Collected data entries:

>>>

PR #69, opened 2023-05-03
Variable size messages

geonnave:
Addressing #66.

### DIFF
--- a/hacspec/src/lib.rs
+++ b/hacspec/src/lib.rs
@@ -58,41 +58,48 @@ pub fn r_process_message_1(
     if current_state == EDHOCState::Start {
         // Step 1: decode message_1
         // g_x will be saved to the state
-        let (method, supported_suites, g_x, c_i) = parse_message_1(message_1);
+        let res: Result<(U8, BytesSupportedSuites, BytesP256ElemLen, U8), EDHOCError> =
+            parse_message_1(message_1);
 
-        // verify that the method is supported
-        if method.declassify() == EDHOC_METHOD {
-            // Step 2: verify that the selected cipher suite is supported
-            if supported_suites[0u8].declassify() == EDHOC_SUPPORTED_SUITES[0u8].declassify() {
-                // Step 3: If EAD is present make it available to the application
-                // TODO we do not support EAD for now
+        if res.is_ok() {
+            let (method, supported_suites, g_x, c_i) = res.unwrap();
 
-                // hash message_1 and save the hash to the state to avoid saving the whole message
-                h_message_1 = sha256_digest(
-                    &BytesMaxBuffer::from_slice(&message_1.content, 0, message_1.len),
-                    message_1.len,
-                );
+            // verify that the method is supported
+            if method.declassify() == EDHOC_METHOD {
+                // Step 2: verify that the selected cipher suite is supported
+                if supported_suites[0u8].declassify() == EDHOC_SUPPORTED_SUITES[0u8].declassify() {
+                    // Step 3: If EAD is present make it available to the application
+                    // TODO we do not support EAD for now
 
-                error = EDHOCError::Success;
-                current_state = EDHOCState::ProcessedMessage1;
+                    // hash message_1 and save the hash to the state to avoid saving the whole message
+                    h_message_1 = sha256_digest(
+                        &BytesMaxBuffer::from_slice(&message_1.content, 0, message_1.len),
+                        message_1.len,
+                    );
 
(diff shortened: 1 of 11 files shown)


geonnave:
The Rust version is now complete -- messages can have variable size.

Next: add it to the hacspec version.

geonnave:
Hacspec version works, last thing missing is handling several cipher suites in hacspec version.

hacspec/src/lib.rs
```diff
@@ -607,59 +609,122 @@ pub fn construct_state(
...
+) -> Result<(U8, BytesSupportedSuites, BytesP256ElemLen, U8), EDHOCError> {
+    let mut error: EDHOCError = EDHOCError::UnknownError;
+    let method = rcvd_message_1.content[0];
+    let mut g_x: BytesP256ElemLen = BytesP256ElemLen::new();
+    let mut proposed_suites: BytesSuites = BytesSuites::from_public_array([0xff; SUITES_LEN]);
+    let mut proposed_suites_len: usize = 0;
+    let mut selected_suites: BytesSupportedSuites = BytesSupportedSuites::new();
+    let mut c_i = U8(0);
+
+    let result = match (rcvd_message_1.content[1] as U8).declassify() {
```
malishav, line 622: Please comment that you are matching based on first byte of `SUITES_I`, which can be either an `int` or an array

hacspec/src/lib.rs
```diff
@@ -607,59 +609,122 @@ pub fn construct_state(
...
+            proposed_suites[0] = rcvd_message_1.content[2];
+            Ok(2)
+        }
+        0x80..=0x97 => {
+            let proposed_suites_len: U8 = rcvd_message_1.content[1] - U8(0x80);
+            let proposed_suites_len: usize = proposed_suites_len.declassify().into();
+            for i in 0..proposed_suites_len {
+                proposed_suites[i] = rcvd_message_1.content[2 + i];
+            }
+            Ok(proposed_suites_len + 1)
```
malishav, line 637: why +1 here?

hacspec/src/lib.rs
```diff
@@ -607,59 +609,122 @@ pub fn construct_state(
...
+        }
+        _ => Err(EDHOCError::ParsingError),
+    };
+
+    if result.is_ok() {
+        proposed_suites_len = result.unwrap();
+        let proposed_suites = proposed_suites.to_public_array();
+        let mut selected_suites_len: usize = 0;
+        for i in 0..EDHOC_SUPPORTED_SUITES.len() {
+            if proposed_suites.contains(&EDHOC_SUPPORTED_SUITES[i].declassify()) {
```
malishav, line 647: This code does not belong in a parsing routine. Parsing routine should just return what was proposed. The invoking code should check whether the proposed suite is indeed supported and act accordingly.

malishav (commented):
Thanks for providing this PR, it is massive! I would be more confident in first merging the variable-length message code, without the code on cipher suites. As you will see inline, most of my comments are on that part of the code. Would it be possible to separate the two?

geonnave:
Thanks for the review, I have reverted the changes about cipher suite parsing. I will consider your comments and add them to the other PR that only deals with that part.

hacspec/src/lib.rs
```diff
@@ -831,56 +835,54 @@ fn compute_k_3_iv_3(
...
-            error = p3.err().expect("error handling error");
-        }
+    if p3.is_ok() {
+        error = EDHOCError::Success;
+        let p3 = p3.unwrap();
+        plaintext_3.content = plaintext_3.content.update_slice(0, &p3.content, 0, p3.len);
+        plaintext_3.len = p3.len;
     } else {
-        error = EDHOCError::ParsingError;
+        error = p3.err().expect("error handling error");
```
malishav, line 885: we should replace this and similar lines to use `unwrap_err`

hacspec/src/lib.rs
```diff
@@ -1092,8 +1091,12 @@ mod tests {
     // manually modified test vector to include a single supported cipher suite
     const MESSAGE_1_TV: &str =
         "030258208af6f430ebe18d34184017a9a11bf511c8dff8f834730b96c1b7c8dbca2fc3b637";
+    // manually modified test vector to include two supported cipher suites (02 and 03), encoded as array
```
malishav, line 1094: likely a remnant comment?

geonnave:
All comments have been addressed.

malishav (approved):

<<<

WHAT THE TASK REQUIRES. If a line falls between the first line of the entries and the line containing "c_i) = parse_message_1(message_1);", or is one of those two, restate it word for word; leave all other lines out.

TASK RESULT.
PR #69, opened 2023-05-03
Variable size messages

geonnave:
Addressing #66.

### DIFF
--- a/hacspec/src/lib.rs
+++ b/hacspec/src/lib.rs
@@ -58,41 +58,48 @@ pub fn r_process_message_1(
     if current_state == EDHOCState::Start {
         // Step 1: decode message_1
         // g_x will be saved to the state
-        let (method, supported_suites, g_x, c_i) = parse_message_1(message_1);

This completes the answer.